The bulk of Raybourn's argument is that CLER had asked Raybourn to walk Paradise, by herself, from the CLER corral to the Woodson Hills stable, which was "much farther" than she had ever walked a horse before and exceeded her experience because she had never walked a horse by herself before. Raybourn elaborates that moving Paradise to the Woodson Hills stable was a "chang[e] in the horse's routine" that "would increase the risk that Raybourn was injured." While all of this might be relevant if Raybourn had been injured while she was walking Paradise to the Woodson Hills stable by herself, that did not, in fact, occur.

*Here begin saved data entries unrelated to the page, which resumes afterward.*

Issue #2378, opened 2020-03-20
Formik validation works incorrectly with FieldArray `move` helper


maksimsemenov:
### Current Behavior
When I use `FieldArray` `move` helper it creates wrong `errors` object:
```
{
    arrayField: [undefined]
}
```

### Expected behavior
Validation after using `FieldArray` `move` helper, should not produce an incorrect result

### Reproducible example
https://codesandbox.io/s/blissful-fast-zpbyl

### Your environment

| Software         | Version(s) |
| ---------------- | ---------- |
| Formik           |2.1.4|

CoreyAR:
I did some digging around and I found that the `move` callback uses `updateArrayField` with `alterTouched` and `alterErrors` set to true. When these values are set to true they reuse the move function as the `alterTouched` and  `alterErrors` function. 

I believe it does this so that any field with errors also has its errors moved. I do agree that something is off, the "error" appears and disappears after every other move. In reading through the code this appears to be due to implementation beyond the FieldArray. Although this does appear follow documented behavior, I'm curious if there isn't a solution. 

https://jaredpalmer.com/formik/docs/api/fieldarray#fieldarray-validation-gotchas

CoreyAR:
With validation this seems to cause larger issues - https://codesandbox.io/s/still-haze-x0xf4

patrickk:
Are there any updates to this issue? I'm also getting `[null]` whenever invoking `.remove()` with `FieldArray`

pavelspichonak:
Any updates? Using `FieldArray` I have errors which looks like `{ myArrayField: [null, null, 'some error'] }` and when I use `remove(2);` errors object looks like `{ myArrayField: [null, null] }` and form is marked as invalid even though it is valid.

coreyar:
@jaredpalmer What is the level of interest in resolving this issue? I am happy to take it across the finish line

jannikbuschke:
Im also seeing this error.
On every move() I see `{ myArray: [null] }` for .5 seconds or so, and then `{ }`. Sometimes the validation error does not get removed and stays.

fwielstra:
I'm running into this issue as well and spent quite a lot of time on trying to work around it (I check the `errors` object to determine if my save button should be enabled; ended up having to flatten and filter out undefined / falsy values before checking). I would really like to see this issue fixed or an official workaround for it.

PR #2399, opened 2020-03-31
Update FieldArray error and touched

coreyar:
Fixes issue #2378 

Originally if `alterErrors` or alterTouched was not passed and the errors or touch were set to update, the alter function was being used to update the respective object. This had unindented side effects and did not produce the desired result.

This PR updates the `alterErrors` to return the validated errors by default. This should work for all methods as Yup handles the shape of the validation object.  The validated errors will be a string for array level errors (e.g. two many items in the array) or an array of strings for item level  errors (e.g. one item doesn't meet a minimum length requirement). I added a custom function to handle `alterTouched` for the `.move`. It sets the final location of the moved item as touched.

I attempted to add tests to for this update but ran into issues with the component not staying mounted so the `useRef`callback was setting `isMounted.current = false;` and thus not setting the errors. I am not so familiar with `react-testing-library` and some of the strategies in some place look like errors are getting set with internals which doesn't seem to jive with the philosophy behind `react-testing-library`.
I removed the error setting in the `.remove` test because the shape didn't match what is returned by Yup and it wasn't used in the test.


CoreyAR:
When testing this PR I noticed somethings that should probably be confirmed
- `.pop` has no validation or touch
- `.swap` creates an array the length of the list with all set to null
- `.insert` adds null to touched array
- `.replace` has no effect on touched
- `.unshift` adds null to the touched array

CoreyAR:
This PR seeks to solve issues with `.insert`. I haven't checked it out yet.

https://github.com/jaredpalmer/formik/pull/1094/files

coreyar:
@johnrom Is there interest in this PR? It was brought to my attention again because a comment was left on the issue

When she was injured, Raybourn had walked Paradise out of the CLER corral, which she had done before. This case is analogous to Martin v. City of Washington, 848 S.W.2d 487, 493 (Mo. banc 1993), where our Supreme Court held, "Although the parties' briefs concentrate on the existence and the extent of the [defendant's] duty to [the plaintiff], this case actually turns on the element of causation.
The simplest test for proximate cause is whether the facts show that the injury would not have occurred in the absence of the negligent act."
When Raybourn was injured, Paradise's routine had not yet been changed; Raybourn had just removed him from the CLER corral, which she had done before. Although Raybourn had been asked to walk Paradise to the Woodson Hills stable, she had not begun that walk when she asked the other volunteer to take over. She was not alone with the horse at the time of the accident. Raybourn was accompanied by another, more experienced volunteer. And when Raybourn notified the other volunteer that she was not comfortable walking Paradise to the Woodson Hills stable, the other volunteer took the reins from her. None of the actions that Raybourn alleges increased her risk of injury had occurred at the time of the accident. She was doing the very activities she acknowledged on the waiver form that she signed were the "equine activities" that she would be performing as a volunteer and that she had been performing since she had begun volunteering. She points to no evidence that either defendant did anything to increase her risk of injury beyond the inherent risks of the volunteer equine activity that she had previously been performing and was covered by the ELA. Accordingly, the ELA shields both defendants from liability for Raybourn's unfortunate injuries.
Conclusion
For all of the above-stated reasons, we affirm the motion court's grant of summary judgment as to both defendants.